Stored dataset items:
○ ○ ○

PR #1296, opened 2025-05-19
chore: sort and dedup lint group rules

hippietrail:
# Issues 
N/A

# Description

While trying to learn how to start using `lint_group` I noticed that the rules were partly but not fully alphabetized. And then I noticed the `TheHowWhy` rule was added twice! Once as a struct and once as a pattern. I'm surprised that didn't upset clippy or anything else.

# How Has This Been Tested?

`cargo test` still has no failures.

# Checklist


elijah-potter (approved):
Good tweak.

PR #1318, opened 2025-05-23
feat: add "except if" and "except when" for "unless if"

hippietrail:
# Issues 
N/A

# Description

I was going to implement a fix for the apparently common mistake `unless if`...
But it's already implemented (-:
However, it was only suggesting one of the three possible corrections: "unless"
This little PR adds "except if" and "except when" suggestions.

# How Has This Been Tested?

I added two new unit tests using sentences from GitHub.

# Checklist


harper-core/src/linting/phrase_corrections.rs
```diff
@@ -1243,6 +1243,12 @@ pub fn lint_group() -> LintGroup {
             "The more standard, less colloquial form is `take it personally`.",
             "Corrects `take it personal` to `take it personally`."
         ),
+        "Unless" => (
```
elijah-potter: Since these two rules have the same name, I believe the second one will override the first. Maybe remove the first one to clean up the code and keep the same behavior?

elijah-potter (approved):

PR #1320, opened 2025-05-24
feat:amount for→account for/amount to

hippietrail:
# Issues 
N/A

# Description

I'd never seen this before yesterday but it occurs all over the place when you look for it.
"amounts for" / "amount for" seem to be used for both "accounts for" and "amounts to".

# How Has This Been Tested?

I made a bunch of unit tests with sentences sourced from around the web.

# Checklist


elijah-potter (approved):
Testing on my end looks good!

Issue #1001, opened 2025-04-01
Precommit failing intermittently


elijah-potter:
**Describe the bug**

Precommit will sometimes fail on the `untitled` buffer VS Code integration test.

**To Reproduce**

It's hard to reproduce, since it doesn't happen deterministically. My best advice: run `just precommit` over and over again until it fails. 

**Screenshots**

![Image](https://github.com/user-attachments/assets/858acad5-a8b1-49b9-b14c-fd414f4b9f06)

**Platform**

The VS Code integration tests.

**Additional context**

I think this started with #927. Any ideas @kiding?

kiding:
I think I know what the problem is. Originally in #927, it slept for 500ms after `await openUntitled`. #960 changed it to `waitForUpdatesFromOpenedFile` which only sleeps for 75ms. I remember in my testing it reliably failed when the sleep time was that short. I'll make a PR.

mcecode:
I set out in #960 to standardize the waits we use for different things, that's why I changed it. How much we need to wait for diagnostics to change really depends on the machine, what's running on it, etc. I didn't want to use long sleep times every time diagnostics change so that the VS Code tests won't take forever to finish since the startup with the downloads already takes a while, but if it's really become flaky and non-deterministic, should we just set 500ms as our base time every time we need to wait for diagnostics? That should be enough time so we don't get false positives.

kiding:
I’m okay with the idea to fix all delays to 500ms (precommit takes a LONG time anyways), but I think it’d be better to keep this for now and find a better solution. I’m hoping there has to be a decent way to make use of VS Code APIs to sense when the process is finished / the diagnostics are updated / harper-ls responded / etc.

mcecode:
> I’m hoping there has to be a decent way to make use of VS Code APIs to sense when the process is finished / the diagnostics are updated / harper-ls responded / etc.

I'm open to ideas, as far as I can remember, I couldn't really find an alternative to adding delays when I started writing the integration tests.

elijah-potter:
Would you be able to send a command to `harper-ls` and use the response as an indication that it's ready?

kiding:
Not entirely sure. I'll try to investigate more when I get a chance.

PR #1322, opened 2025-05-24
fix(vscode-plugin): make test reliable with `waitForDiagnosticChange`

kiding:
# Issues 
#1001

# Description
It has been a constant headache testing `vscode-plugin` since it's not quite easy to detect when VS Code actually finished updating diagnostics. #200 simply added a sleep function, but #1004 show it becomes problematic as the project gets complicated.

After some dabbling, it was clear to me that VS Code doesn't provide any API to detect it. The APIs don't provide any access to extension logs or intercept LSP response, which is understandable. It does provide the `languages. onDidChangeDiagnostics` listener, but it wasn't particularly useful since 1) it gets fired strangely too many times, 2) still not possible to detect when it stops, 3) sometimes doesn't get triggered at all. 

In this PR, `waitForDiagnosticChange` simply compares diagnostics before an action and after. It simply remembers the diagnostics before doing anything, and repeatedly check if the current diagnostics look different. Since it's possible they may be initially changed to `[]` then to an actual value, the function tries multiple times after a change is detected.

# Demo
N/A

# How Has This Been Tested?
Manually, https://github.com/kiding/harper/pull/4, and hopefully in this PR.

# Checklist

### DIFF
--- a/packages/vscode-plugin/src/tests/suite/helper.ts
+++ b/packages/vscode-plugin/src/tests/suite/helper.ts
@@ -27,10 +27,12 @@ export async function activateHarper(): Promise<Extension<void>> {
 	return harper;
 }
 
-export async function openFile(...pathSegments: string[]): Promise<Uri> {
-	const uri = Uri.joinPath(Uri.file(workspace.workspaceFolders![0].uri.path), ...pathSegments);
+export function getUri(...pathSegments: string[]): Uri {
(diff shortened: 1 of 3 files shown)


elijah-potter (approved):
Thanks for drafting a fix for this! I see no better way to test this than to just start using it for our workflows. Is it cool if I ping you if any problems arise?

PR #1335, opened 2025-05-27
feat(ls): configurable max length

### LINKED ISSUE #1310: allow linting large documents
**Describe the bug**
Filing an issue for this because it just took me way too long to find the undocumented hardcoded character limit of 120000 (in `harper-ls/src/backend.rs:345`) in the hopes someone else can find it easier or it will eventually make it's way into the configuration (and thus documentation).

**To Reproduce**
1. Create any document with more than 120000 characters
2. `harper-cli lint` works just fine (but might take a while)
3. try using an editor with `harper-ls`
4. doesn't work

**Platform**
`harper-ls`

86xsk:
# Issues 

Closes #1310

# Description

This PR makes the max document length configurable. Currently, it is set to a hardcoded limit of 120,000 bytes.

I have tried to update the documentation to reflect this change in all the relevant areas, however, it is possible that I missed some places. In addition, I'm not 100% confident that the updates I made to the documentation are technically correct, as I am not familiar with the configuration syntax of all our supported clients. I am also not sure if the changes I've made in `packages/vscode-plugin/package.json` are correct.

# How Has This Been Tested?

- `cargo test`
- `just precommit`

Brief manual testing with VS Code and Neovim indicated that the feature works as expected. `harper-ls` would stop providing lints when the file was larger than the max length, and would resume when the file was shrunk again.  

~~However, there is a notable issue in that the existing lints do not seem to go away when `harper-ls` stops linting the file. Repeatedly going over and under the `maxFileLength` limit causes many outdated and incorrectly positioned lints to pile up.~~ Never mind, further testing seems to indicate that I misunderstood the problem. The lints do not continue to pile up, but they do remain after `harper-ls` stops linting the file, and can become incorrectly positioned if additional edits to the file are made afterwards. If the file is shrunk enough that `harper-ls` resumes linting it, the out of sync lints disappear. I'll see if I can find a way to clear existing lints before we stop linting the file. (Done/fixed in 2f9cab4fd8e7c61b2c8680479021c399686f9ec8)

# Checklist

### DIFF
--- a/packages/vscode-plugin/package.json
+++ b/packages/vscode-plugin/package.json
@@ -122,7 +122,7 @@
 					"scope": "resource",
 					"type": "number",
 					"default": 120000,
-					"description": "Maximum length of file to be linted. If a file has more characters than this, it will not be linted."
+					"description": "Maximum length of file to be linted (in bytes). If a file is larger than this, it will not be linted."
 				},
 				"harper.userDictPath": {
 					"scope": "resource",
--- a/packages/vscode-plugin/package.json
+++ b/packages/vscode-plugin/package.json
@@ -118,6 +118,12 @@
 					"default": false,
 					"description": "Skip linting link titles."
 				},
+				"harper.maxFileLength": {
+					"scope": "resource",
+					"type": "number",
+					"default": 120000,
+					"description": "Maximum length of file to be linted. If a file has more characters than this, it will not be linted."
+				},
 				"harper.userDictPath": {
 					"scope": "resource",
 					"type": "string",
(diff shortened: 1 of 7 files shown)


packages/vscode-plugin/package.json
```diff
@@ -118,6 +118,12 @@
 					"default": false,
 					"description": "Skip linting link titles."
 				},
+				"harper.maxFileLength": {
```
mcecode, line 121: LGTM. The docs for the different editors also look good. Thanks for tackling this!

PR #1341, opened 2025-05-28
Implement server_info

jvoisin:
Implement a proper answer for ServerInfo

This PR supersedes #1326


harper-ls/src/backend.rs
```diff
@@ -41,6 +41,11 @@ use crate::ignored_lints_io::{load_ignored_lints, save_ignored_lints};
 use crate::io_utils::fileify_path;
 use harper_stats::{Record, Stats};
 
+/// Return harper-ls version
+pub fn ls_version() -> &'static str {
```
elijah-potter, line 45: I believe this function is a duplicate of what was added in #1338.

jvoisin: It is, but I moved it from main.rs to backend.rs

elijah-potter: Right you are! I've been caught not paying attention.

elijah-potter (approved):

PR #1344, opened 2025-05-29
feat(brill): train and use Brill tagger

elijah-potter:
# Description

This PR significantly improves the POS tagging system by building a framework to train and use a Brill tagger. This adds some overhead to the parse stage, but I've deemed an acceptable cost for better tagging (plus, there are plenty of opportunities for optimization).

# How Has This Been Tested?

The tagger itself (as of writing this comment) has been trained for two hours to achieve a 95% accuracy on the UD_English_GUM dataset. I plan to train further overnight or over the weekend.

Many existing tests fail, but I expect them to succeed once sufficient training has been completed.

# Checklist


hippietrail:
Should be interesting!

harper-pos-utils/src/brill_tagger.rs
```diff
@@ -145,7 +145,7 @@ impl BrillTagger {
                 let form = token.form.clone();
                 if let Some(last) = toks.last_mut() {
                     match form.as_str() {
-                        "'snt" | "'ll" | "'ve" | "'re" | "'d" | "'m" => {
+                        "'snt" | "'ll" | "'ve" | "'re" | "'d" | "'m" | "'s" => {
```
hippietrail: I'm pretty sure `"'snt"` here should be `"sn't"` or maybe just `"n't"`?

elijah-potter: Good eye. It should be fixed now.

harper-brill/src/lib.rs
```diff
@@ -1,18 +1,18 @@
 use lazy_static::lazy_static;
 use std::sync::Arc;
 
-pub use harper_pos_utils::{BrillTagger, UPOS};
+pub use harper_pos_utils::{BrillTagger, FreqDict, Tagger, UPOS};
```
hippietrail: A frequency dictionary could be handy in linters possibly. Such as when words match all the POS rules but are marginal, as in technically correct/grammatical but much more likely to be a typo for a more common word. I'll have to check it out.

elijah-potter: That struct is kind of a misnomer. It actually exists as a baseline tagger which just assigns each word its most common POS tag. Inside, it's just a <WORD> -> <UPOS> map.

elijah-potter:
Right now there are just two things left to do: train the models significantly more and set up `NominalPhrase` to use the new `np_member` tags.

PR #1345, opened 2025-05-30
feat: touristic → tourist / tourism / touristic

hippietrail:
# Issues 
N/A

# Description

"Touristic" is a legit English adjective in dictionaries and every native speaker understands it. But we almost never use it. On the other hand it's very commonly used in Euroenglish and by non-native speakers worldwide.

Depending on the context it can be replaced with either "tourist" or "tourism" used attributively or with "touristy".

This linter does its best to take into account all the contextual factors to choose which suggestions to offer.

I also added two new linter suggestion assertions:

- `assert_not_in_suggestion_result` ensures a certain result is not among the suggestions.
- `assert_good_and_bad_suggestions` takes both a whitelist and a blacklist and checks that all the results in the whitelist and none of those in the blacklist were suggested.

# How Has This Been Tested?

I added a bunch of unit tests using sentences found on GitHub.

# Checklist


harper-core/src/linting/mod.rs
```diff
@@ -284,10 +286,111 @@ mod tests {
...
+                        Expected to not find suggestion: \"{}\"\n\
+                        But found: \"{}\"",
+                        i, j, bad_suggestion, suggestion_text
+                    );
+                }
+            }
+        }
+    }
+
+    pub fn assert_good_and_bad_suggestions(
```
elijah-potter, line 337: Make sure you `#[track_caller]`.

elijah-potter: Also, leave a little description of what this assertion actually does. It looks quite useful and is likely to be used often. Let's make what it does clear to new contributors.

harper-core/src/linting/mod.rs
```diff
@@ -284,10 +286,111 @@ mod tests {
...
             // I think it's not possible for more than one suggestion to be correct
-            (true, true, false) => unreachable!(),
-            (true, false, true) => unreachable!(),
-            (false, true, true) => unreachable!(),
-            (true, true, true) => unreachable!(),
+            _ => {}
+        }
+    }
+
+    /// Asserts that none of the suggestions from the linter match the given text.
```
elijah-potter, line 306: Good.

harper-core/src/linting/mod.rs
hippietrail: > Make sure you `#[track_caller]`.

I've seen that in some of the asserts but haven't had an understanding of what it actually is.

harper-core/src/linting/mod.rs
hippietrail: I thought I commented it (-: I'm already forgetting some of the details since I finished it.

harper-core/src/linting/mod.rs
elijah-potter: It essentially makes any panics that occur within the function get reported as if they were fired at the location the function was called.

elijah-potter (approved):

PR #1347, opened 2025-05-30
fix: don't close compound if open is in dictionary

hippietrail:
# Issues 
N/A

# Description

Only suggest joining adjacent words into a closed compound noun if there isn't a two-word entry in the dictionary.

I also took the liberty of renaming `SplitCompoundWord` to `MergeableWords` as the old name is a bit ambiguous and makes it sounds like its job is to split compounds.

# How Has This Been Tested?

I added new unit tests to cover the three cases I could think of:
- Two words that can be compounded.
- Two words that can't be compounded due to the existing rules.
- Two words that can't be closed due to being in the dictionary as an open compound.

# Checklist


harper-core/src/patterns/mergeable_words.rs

○ ○ ○

— DESCRIPTION OF THE TASK —
Wherever the string "sense" occurs in the records above, copy that line.

— OUTPUT OF THE TASK —
I’m okay with the idea to fix all delays to 500ms (precommit takes a LONG time anyways), but I think it’d be better to keep this for now and find a better solution. I’m hoping there has to be a decent way to make use of VS Code APIs to sense when the process is finished / the diagnostics are updated / harper-ls responded / etc.
> I’m hoping there has to be a decent way to make use of VS Code APIs to sense when the process is finished / the diagnostics are updated / harper-ls responded / etc.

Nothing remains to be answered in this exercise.